# Algebraic quaternion construction

Does there exist an algebraic construction of quaternion algebra such that the algebraic properties (such as associativity and distributivity) are immediately obvious? I am looking for something similar to how the complex numbers are constructed in Galois theory, as an extension of reals: $$\mathbb{C} \cong \mathbb{R}[x]/(x^2+1)$$ Apart from the algebraic properties, which are crystal clear in this construction, we also obtain that complex conjugation is an isomorphism without any explicit calculations. Is this possible for quaternions?

• The magic words you're probably looking for are division algebra and Cayley-Dickson construction; see e.g. math.ucr.edu/home/baez/octonions/node5.html Aug 9, 2020 at 21:57
• You can also define them as the quotient $\mathbb R[Q_8]/\langle i+(-i),j+(-j),k+(-k)\rangle$, where $Q_8$ is the quaternion group, $\mathbb R[Q_8]$ the respective group ring, and $\pm i/j/k$ are the elements of $\mathbb R[Q_8]$ corresponding to the elements of $Q_8$ (so $-i/j/k$ is not the additive inverse of $i/j/k$). I don't really see what properties are easily deductible this way, though. Aug 9, 2020 at 22:10
• @Vercassivelaunos Since $(-i)$ and $-(i)$ may be hard to distinguish, might help to call the central involution of $Q_8$ by $\varepsilon$ instead, in which case $\Bbb H=\Bbb R[Q_8]/(1+\varepsilon)$. Aug 9, 2020 at 22:12
• @runway44: Using $-i/j/k$ is a bit cumbersome to write, but I think it's better at conveying the idea that we take $\mathbb R[Q_8]$, but turn $-i/j/k$ into the additive inverse of $i/j/k$ (since $i+(-i)$ is in the ideal, it is zero in the quotient). But that may be because I have a hard time myself wrapping my head around the fact that $\mathbb R[Q_8]/(1+\varepsilon)$ does the same thing. Probably because of some playing around with the defining relations of $Q_8$? Aug 9, 2020 at 22:26
• I don't think that the octonions that were linked are a good analogy because they are nonassociative. The better analogy (or generalization) would be Clifford algebras. Aug 9, 2020 at 22:32

First, note if $$A$$ is any unital associative algebra and $$a\in A^{\times}$$ a unit, then conjugation ($$x\mapsto axa^{-1}$$) is an algebra automorphism - we check this the same way we do for groups (but also check linearity).

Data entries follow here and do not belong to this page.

Issue #273, opened 2022-07-12
Consider to log less of the regular status updates


anetteu:
**Describe the improvement you would like to see**
The status updates with battery level is now sent every second, and these messages are logged in the flotilla backend. Is it necessary to send this information every second? If so, can the logging be reduced to avoid spamming the backend log. 

**How will this change existing functionality?**
Possibly a bit less frequent update on battery status and less logging. The frequency on status updates can be discussed - pose, mission status, and battery level does not necessarily need the same update frequency. 

**How will this improvement affect the current Threat Model?**
No effect

PR #281, opened 2022-07-14
Remove dev logging

anetteu:
This error logging was just ment for dev as there is a of logging happening and hard to find those lines you are looking for. Reducing the logging of mqtt messages and frequent status updates should be considered to get a more readable log with less spam. See #273


GodVenn (approved):
LGTM

PR #288, opened 2022-07-20
Fix all references to echo mission ID to int

GodVenn:
After a couple of rebases, the change of the echo mission ID was not complete.
This PR fixes the bugs related to this.


MortFred (approved):
LGTM

PR #297, opened 2022-07-25
Add asset select functionality

### LINKED ISSUE #293: Enable selection of assets as an option
The user should be able to choose and asset in the frontend, and only get relevant map- and robot data for that asset.

Save asset as a global variable in the frontend, and send this variable in API calls to backend

By coordinating asset selection to user access scope, we can limit the amount of data a user can see, thus improving safety.

MortFred:
Closes #293


GodVenn (approved):
LGTM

The Clifford algebra $$\mathcal{C}\ell(n)$$ is the free associative algebra generated by $$n$$ anticommuting square roots of negative one. That is, it may be defined as the quotient of a free associative algebra:

$$\mathbb{R}\langle x_1,\cdots,x_n\rangle/(x_i^2+1,x_ix_j+x_jx_i)$$

so that the relations $$x_i^2=-1$$ and $$x_jx_i=-x_ix_j$$ (when $$i\ne j$$) are imposed. Note the free associative algebra generated by $$\{x_1,\cdots,x_n\}$$ is basically the "noncommutative" polynomial ring in them, although of course they commute if there's only one variable.

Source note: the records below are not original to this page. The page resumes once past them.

PR #302, opened 2022-07-27
Disable robot if ISAR connection is lost

### LINKED ISSUE #255: Handle HttpRequestException when connecting to ISAR
**Describe the bug**
When making a request to ISAR through IsarService and the ISAR instance is unavailable we get an HttpRequestException which is unhandled.

**To Reproduce**
- Start Flotilla
- Use any endpoint towards ISAR when ISAR is not running

**Expected behavior**
Exception should be handled and reported to the user.

**Screenshots**
image

### LINKED ISSUE #278: Robot should be disabled when ISAR instance disconnects
The robot in the database should be disabled by setting `robot.Enabled = False` when the corresponding ISAR instance is disconnected.

This can be triggered by either flotilla checking with ISAR instances that is connected, or ISAR publishing a message when disconnecting.

No change.

sondreo:
Resolves #278 by disabling a robot in the database whenever an API POST request using `IsarService` throws an `HttpRequestException`, indicating that the corresponding ISAR instance is unavailable. At once, the robot status is also set to `Offline`.

The `HttpRequestException` is caught for all endpoints involving `IsarService` and the error reported, which fixes #255.

### DIFF
--- a/backend/api/Controllers/RobotController.cs
+++ b/backend/api/Controllers/RobotController.cs
@@ -214,34 +214,46 @@ public class RobotController : ControllerBase
             }
 
             _logger.LogError(e, "Error getting mission from Echo");
-            return new StatusCodeResult(StatusCodes.Status502BadGateway);
+            return StatusCode(StatusCodes.Status502BadGateway, $"{e.Message}");
         }
         catch (JsonException e)
         {
-            _logger.LogError(e, "Error deserializing mission from Echo");
-            return new StatusCodeResult(StatusCodes.Status500InternalServerError);
+            string message = "Error deserializing mission from Echo";
+            _logger.LogError(e, "{message}", message);
+            return StatusCode(StatusCodes.Status500InternalServerError, message);
         }
 
+        Report report;
         try
         {
-            var report = await _isarService.StartMission(robot, echoMissionId, new IsarMissionDefinition(echoMission));
-            robot.Status = RobotStatus.Busy;
-            await _robotService.Update(robot);
-            return Ok(report);
+            report = await _isarService.StartMission(robot, echoMissionId, new IsarMissionDefinition(echoMission));
         }
         catch (HttpRequestException e)
         {
-            _logger.LogError(e, "Error connecting to isar while starting mission");
+            string message = "Error connecting to ISAR while starting mission";
+            _logger.LogError(e, "{message}", message);
             robot.Enabled = false;
             robot.Status = RobotStatus.Offline;
             await _robotService.Update(robot);
-            return new StatusCodeResult(StatusCodes.Status502BadGateway);
+
+            return StatusCode(StatusCodes.Status502BadGateway, message);
         }
-        catch (Exception e)
+        catch (MissionException e)
         {
-            _logger.LogError(e, "Error while starting isar mission");
-            throw;
+            _logger.LogError(e, "Error while starting ISAR mission");
+            return StatusCode(StatusCodes.Status502BadGateway, $"{e.Message}");
         }
+        catch (JsonException e)
+        {
+            string message = "Error while processing of the response from ISAR";
+            _logger.LogError(e, "{message}", message);
+            return StatusCode(StatusCodes.Status500InternalServerError, message);
+        }
+
+        robot.Status = RobotStatus.Busy;
+        await _robotService.Update(robot);
+
+        return Ok(report);
     }
 
     /// <summary>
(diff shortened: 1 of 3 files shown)


backend/api/Controllers/RobotController.cs
```diff
@@ -258,23 +266,34 @@ public async Task<ActionResult<IsarStopMissionResponse>> StopMission([FromRoute]
...
+                    return new StatusCodeResult(statusCode);
 
+                return new StatusCodeResult(StatusCodes.Status502BadGateway);
+            }
+
+            string? responseContent = await response.Content.ReadAsStringAsync();
+            var isarResponse = JsonSerializer.Deserialize<IsarStopMissionResponse>(responseContent);
+            return Ok(isarResponse);
+        }
+        catch (HttpRequestException e)
```
GodVenn, line 289: Reduce the try-clause to only contain the call that is being tested

GodVenn (commented):
Good job!
Not really related to this issue, but it seems as if there is a difference between the endpoints in how much handling is left to the IsarService. Ideally this should be standardized between them so that the seperation between controller and service is clear, maybe this could be included in this PR?

backend/api/Controllers/RobotController.cs
sondreo: Done.

backend/api/Services/IsarService.cs
```diff
@@ -56,7 +56,7 @@ public async Task<Report> StartMission(Robot robot, int echoMissionId, IsarMissi
             if (isarMissionResponse is null)
             {
                 _logger.LogError("Could not read content from mission");
-                throw new JsonException("Failed to deserialize mission from Isar");
+                throw new JsonException("Failed to deserialize mission from ISAR");
```
GodVenn, line 59: These two messages should match

backend/api/Services/IsarService.cs
```diff
@@ -79,11 +79,34 @@ public async Task<Report> StartMission(Robot robot, int echoMissionId, IsarMissi
...
+                _logger.LogError("Could not read content from mission");
+                throw new MissionException("Could not read content from mission");
+            }
+
+            var isarMissionResponse =
+                await response.Content.ReadFromJsonAsync<IsarStopMissionResponse>();
+            if (isarMissionResponse is null)
+            {
+                _logger.LogError("Could not read content from mission");
+                throw new JsonException("Failed to deserialize mission from ISAR");
```
GodVenn, line 106: These two messages should match

backend/api/Services/IsarService.cs
```diff
@@ -98,8 +121,21 @@ public async Task<HttpResponseMessage> PauseMission(Robot robot)
...
+                throw new MissionException("Could not read content from mission");
+            }
 
-            return response;
+            var isarMissionResponse =
+                await response.Content.ReadFromJsonAsync<HttpResponseMessage>();
+            if (isarMissionResponse is null)
+            {
+                _logger.LogError("Could not read content from mission");
+                throw new JsonException("Failed to deserialize mission from ISAR");
```
GodVenn, line 135: These two messages should match

backend/api/Controllers/RobotController.cs
```diff
@@ -214,26 +214,43 @@ public async Task<ActionResult<Robot>> PostRobot([FromBody] Robot robot)
...
 
             _logger.LogError(e, "Error getting mission from Echo");
-            return new StatusCodeResult(StatusCodes.Status502BadGateway);
+            return StatusCode(StatusCodes.Status502BadGateway, $"{e.Message}");
         }
         catch (JsonException e)
         {
             _logger.LogError(e, "Error deserializing mission from Echo");
-            return new StatusCodeResult(StatusCodes.Status500InternalServerError);
+            return StatusCode(StatusCodes.Status500InternalServerError, $"{e.Message}");
```
GodVenn, line 222: I think in this case (the case of json errors), the exception message should not be passed to the user as it won't help them understand what went wrong and we are not sure what it might contain. We could instead simply pass a message saying that something went wrong during the processing of the response from ISAR.
The same goes for the other endpoints

backend/api/Controllers/RobotController.cs
```diff
@@ -214,26 +214,43 @@ public async Task<ActionResult<Robot>> PostRobot([FromBody] Robot robot)
...
+        }
+        catch (HttpRequestException e)
+        {
+            _logger.LogError(e, "Error connecting to ISAR while starting mission");
+            robot.Enabled = false;
+            robot.Status = RobotStatus.Offline;
             await _robotService.Update(robot);
-            return Ok(report);
+
+            return StatusCode(StatusCodes.Status502BadGateway, $"{e.Message}");
```
GodVenn, line 237: Maybe here we could return our own message since we know what the issue is (ISAR is offline)
Same for other endpoints

GodVenn (commented):
Really nice! I like the approach, very clean and understandable now.
I just have some comments on what we return as the message, let me know what you think.

backend/api/Controllers/RobotController.cs
sondreo: Agreed that the exception message might be generic and not necessarily helpful to users. I reworded the messages relating to `JsonException` for the relevant endpoints.

backend/api/Controllers/RobotController.cs
sondreo: Good idea!

GodVenn (approved):
LGTM, Great job!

Then $$\mathcal{C}\ell(0)=\mathbb{R}$$ and $$\mathcal{C}\ell(1)=\mathbb{C}$$ (generated by $$i$$) and $$\mathcal{C}\ell(2)=\mathbb{H}$$ (generated by $$i,j$$).

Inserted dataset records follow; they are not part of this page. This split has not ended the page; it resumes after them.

PR #303, opened 2022-07-27
Pose

### LINKED ISSUE #295: Add Pose to Robot model, and update it with MQTT
Every robot should have a pose object, such that its pose can be published to frontend.
The pose should be updated from Isar.

Add the Pose in backend database, and link to Robot.
There should be a default pose initialized.
Connect to Mqtt topic.

More information will be exposed in frontend.

MortFred:
Closes #295


backend/api/Database/Models/Robot.cs
```diff
@@ -51,12 +53,24 @@ public string IsarUri
                 return $"http://{host}:{Port}";
             }
         }
+        public Robot()
+        {
+            Name = "defaultId";
+            Model = "defaultModel";
+            SerialNumber = "defaultSerialNumber";
+            Status = RobotStatus.Busy;
```
GodVenn, line 61: Maybe default should be "offline" since it is disabled

backend/api/Services/RobotService.cs
```diff
@@ -24,6 +24,16 @@ public RobotService(FlotillaDbContext context)
             _context = context;
         }
 
+        private IQueryable<Robot> GetRobotObject()
```
GodVenn, line 27: Consider renamin to more descriptive name like `GetRobotsWithSubModels`

backend/api/EventHandlers/MqttEventHandler.cs
```diff
@@ -245,5 +247,38 @@ private async void OnBatteryUpdate(object? sender, MqttReceivedArgs mqttArgs)
...
+
+            robotPose.Position.X = isarPose.position.x;
+            robotPose.Position.Y = isarPose.position.y;
+            robotPose.Position.Z = isarPose.position.z;
+
+            robotPose.Orientation.X = isarPose.orientation.x;
+            robotPose.Orientation.Y = isarPose.orientation.y;
+            robotPose.Orientation.Z = isarPose.orientation.z;
+            robotPose.Orientation.W = isarPose.orientation.w;
+        }
```
GodVenn, line 281: I think this belongs on the IsarPose class as a method `ToRobotPose()` returning a `Pose`, rather than in the MQTT event handler

GodVenn (commented):
Nice!

backend/api/EventHandlers/MqttEventHandler.cs
MortFred: I agree, however we need to send in the `Pose robotPose` argument, since if we let `ToRobotPose()` just return a new pose, then it will be missing the correct id that is mapped in the databae. 
Hence, we need to send in the database robot object and copy the values directly.
We can change this when we achieve saving of pose through JSON serialization

GodVenn: Ah, that makes sense, good catch.

.gitignore
```diff
@@ -14,3 +14,7 @@ frontend/build/
 # Backend
 backend/*/bin
 backend/*/obj
+
+#Broker
+broker/mosquitto/config/certs/server-key.pem
+*.DS_Store
```
GodVenn, line 20: newline

GodVenn (approved):
Good job!:)
Just add the newline and I approve.

PR #307, opened 2022-07-29
Radix deployment

### LINKED ISSUE #300: CI & CD to Radix for Backend, Broker and Frontend components
We should complete and follow up on our Continuous Integration and Deployment to the Radix cluster in order to facilitate manual end-to-end testing as a quick and easy process as well as making it available to our users at an early stage, giving them more options to be involved in the process.

A CI/CD pipeline deploying to Radix (This can all be configured in Radix) which is fully functional (backend,broker and frontend) and which gives us alerts for errors.

All efforts to facilitate continuous testing and monitoring increase integrity and by consequence security.

GodVenn:
Closes #300


radixconfig.yaml
```diff
@@ -0,0 +1,43 @@
...
+  environments:
+    - name: dev
+      build:
+        from: main
+    - name: qa
+    - name: prod
+  components:
+    - name: frontend
+      src: frontend
+      dockerfileName: Dockerfile_Radix
```
oysand, line 18: Should it be called DockerfileRadix without the _?

GodVenn: Maybe, i was thinking that since a normal dockerfile is simply called `Dockerfile`, it would make it clearer what this was if I divided it more clearly like this

oysand: Could we then just call it Radix as Dockerfile is implied by dockerfileName?

oysand: Just realized that it points to the file Dockerfile_Radix... The way I have seen it earlier have been to call it Dockerfile.radix?

GodVenn: Will change!

radixconfig.yaml
```diff
@@ -0,0 +1,43 @@
...
+  environments:
+    - name: dev
+      build:
+        from: main
+    - name: qa
+    - name: prod
+  components:
+    - name: frontend
+      src: frontend
+      dockerfileName: Dockerfile.Radix
```
oysand, line 18: Do we need a seperate dockerfile for the radix or can we use/adapt the existing dockerfile for the frontend?

oysand: Or can I assume that is what is explained at line 8 in the file?

GodVenn: You may assume that yes

radixconfig.yaml
GodVenn: fixed

frontend/src/config.ts
```diff
@@ -10,5 +10,5 @@ export const config = {
     BACKEND_URL: GetEnvVariable('REACT_APP_BACKEND_URL'),
     FRONTEND_URL: GetEnvVariable('REACT_APP_FRONTEND_URL'),
     AD_CLIENT_ID: GetEnvVariable('REACT_APP_AD_CLIENT_ID'),
-    AD_TENANT_ID: GetEnvVariable('REACT_APP_AD_TENANT_ID'),
+    AD_TENANT_ID: '3aa4a235-b6e2-48d5-9195-7fcf05b459b0',
```
oysand, line 13: Keep as env variable?

PR #311, opened 2022-08-02
Configure environment variables for frontend

### LINKED ISSUE #306: Frontend doesn't have environment-specific variables
**Describe the bug**
We currently have no support for environment-specific variables for the frontend.
This will only work as is as long as we only have one environment active, but needs resolving before we can move further.

**To Reproduce**
Try to change all components to a different environment (-> different URL's, different Azure AD clients)
Behold how we need to hardcode the frontend because we don't have a flexible solution

**Expected behavior**
Environment variables being dependent on the current environment in the frontend (could be read from NODE_ENV for example.)

GodVenn:
Closes #306 
This PR configures an environment-variable setup which allows for environment specific variables to be defined and used.
It does, however, also complicate the process of adding new environment variables: They now need to be defined in 3 files:
`run_nginx.sh`
`index.html`
`config.ts`
(and workflow `frontend_lint_and_test.yml` for tests)


frontend/Dockerfile
```diff
@@ -3,14 +3,32 @@ FROM node:current-slim as build
 WORKDIR /app
 
 COPY . .
+
+# The local .env is copied for local testing, this is misleading as it will not be included when deployed
+RUN rm -f .env
```
oysand, line 8: Put in dockerignore

oysand (approved):
LGTM

PR #318, opened 2022-08-08
Fullscreen video

oysand:


frontend/src/components/VideoStream/VideoSection.tsx
```diff
@@ -0,0 +1,37 @@
...
+    height: 32px;
+    opacity: 0.75;
+`
+
+Icon.add({ fullscreen })
+
+export function VideoSection({ videoStream, toggleFullScreenModeFunction }: VideoSectionProps) {
+    return (
+        <StyledVideoSection>
+            <img src={videoStream.url} width="100%" height="100%" alt="robot video stream" />
```
GodVenn, line 31: Maybe include the `videostream.name` in the `alt` property?

frontend/src/components/VideoStream/VideoStreamWindow.tsx
```diff
@@ -1,50 +1,53 @@
...
+                isOpen={fullScreenMode}
+                onRequestClose={() => {
+                    setFullScreenMode(false)
+                }}
+            >
+                <VideoCard variant="default" style={{ boxShadow: tokens.elevation.sticky }}>
+                    <Typography variant="h5">{videoStream.name}</Typography>
+                    <VideoSection videoStream={videoStream} toggleFullScreenModeFunction={toggleFullScreenMode} />
+                </VideoCard>
+            </VideoFullScreen>
```
GodVenn, line 50: Won't this display both video cards (although one will be on top) since there is no check for the `fullScreenMode` on the normal video card?

GodVenn (commented):
Please see comments

frontend/src/components/VideoStream/VideoSection.tsx
oysand: Agreed

frontend/src/components/VideoStream/VideoStreamWindow.tsx
oysand: That is true, decided to have all video streams as small in the background as described in the UX design: 
image
Should it be much to handle all the video streams at once we could disable the ones not in full screen mode, but i propose that we add this if it proves to be an issue later

GodVenn: Sounds good!

GodVenn (approved):
LGTM

PR #321, opened 2022-08-10
Update upcomingMissions at beginning of loop

eivindsjovold:


backend/api/EventHandlers/ScheduledMissionEventHandler.cs
```diff
@@ -47,6 +46,7 @@ protected override async Task ExecuteAsync(CancellationToken stoppingToken)
         {
             while (!stoppingToken.IsCancellationRequested)
             {
+                _upcomingScheduledMissions = await _scheduledMissionService.ReadByStatus(ScheduledMissionStatus.Pending);
```
GodVenn, line 49: This fixes the current issue because this is the only place where the missions are used, but what if `_upcomingScheduledMissions` is referenced anywhere else in the class later? 
We won't have a guarantee it is updated then.
Suggesting to move the database call `await _scheduledMissionService.ReadByStatus(ScheduledMissionStatus.Pending)` to the `_upcomingScheduledMissions` parameter itself like an [Expression bodied member](https://docs.microsoft.com/en-us/dotnet/csharp/programming-guide/statements-expressions-operators/expression-bodied-members)

GodVenn (approved):
LGTM

aestene:
Please remove the punctuation "." at the end of some of your commits for conformity :D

Since $$Q_8\subset\mathbb{H}^{\times}$$ is generated by $$i,j$$ as well, it spans $$\mathbb{H}$$, so we can define $$\mathbb{H}$$ by a quotient of the group algebra $$\mathbb{R}[Q_8]$$, however this is about as natural as defining $$\mathbb{C}$$ as a quotient of the group algebra $$\mathbb{R}[\{\pm1,\pm i\}]$$.

They Cayley-Dickson construction proceeds to build algebras $$\mathbb{R}\subset\mathbb{C}\subset\mathbb{H}\subset\mathbb{O}\subset\mathbb{S}$$ where the octonions $$\mathbb{O}$$ lose full associativity (although they retain "alternativity," i.e. every subalgebra generated by $$2$$ elements is associative), and sedenions $$\mathbb{S}$$ begin introducing zero divisors. The octonions are $$8$$-dimensional and the sedenions are $$16$$-dimensional unital algebras.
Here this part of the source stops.